Source data below:
PR #476, opened 2023-02-10
Bump framework package

ejizba:
Related to https://github.com/Azure/azure-functions-nodejs-library/issues/53

### DIFF
--- a/package-lock.json
+++ b/package-lock.json
@@ -9,7 +9,7 @@
             "version": "3.0.0-alpha.2",
             "license": "MIT",
             "dependencies": {
-                "@azure/functions": "^4.0.0-alpha.7",
+                "@azure/functions": "^4.0.0-alpha.8",
                 "axios": "^0.21.1",
                 "debug": "~2.6.9",
                 "lodash": "^4.17.15",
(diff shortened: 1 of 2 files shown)


package-lock.json
```diff
@@ -1,4855 +1,4855 @@
...
-            "version": "3.1.1",
-            "dev": true
-        },
-        "yocto-queue": {
-            "version": "0.1.0",
-            "dev": true
-        }
-    }
-}
+{
```
hossam-nasr, line 1: Why is there such a big diff in the lock file?

hossam-nasr (approved):
LGTM

davidmrdavid (approved):

package-lock.json
ejizba: Well it's only whitespace changes. I've had these changes show up on my local branch recently every time I run `npm install` but didn't really think about it. Can one of you pull my branch, run `npm install` and see if your npm changes it back? I'm curious if we have competing `npm` formatting going on here. I'm on npm v8.10.0 btw

ejizba: tl;dr

If Hossam runs `npm install` from my branch the line endings stay as-is, so we decided I'm okay to merge this.

---

More details:

Tested with Hossam offline. It turns out my `npm` is converting `LF` line endings to `CRLF` line endings to match what's in the `package.json` file. The entire rest of the durable repo is using `CRLF` (probably because of [this](https://github.com/Azure/azure-functions-durable-js/blob/v2.x/.editorconfig#L7)), so in a way my `npm` is just making `package-lock.json` consistent with the rest of the repo. The other js repos are using `LF` as far as I checked, but I didn't feel like trying to change durable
End of Source data.
**Work to be completed:**
With "nasr" as the string to find, copy every line of the records that holds it.

**Task response:**
hossam-nasr, line 1: Why is there such a big diff in the lock file?
hossam-nasr (approved):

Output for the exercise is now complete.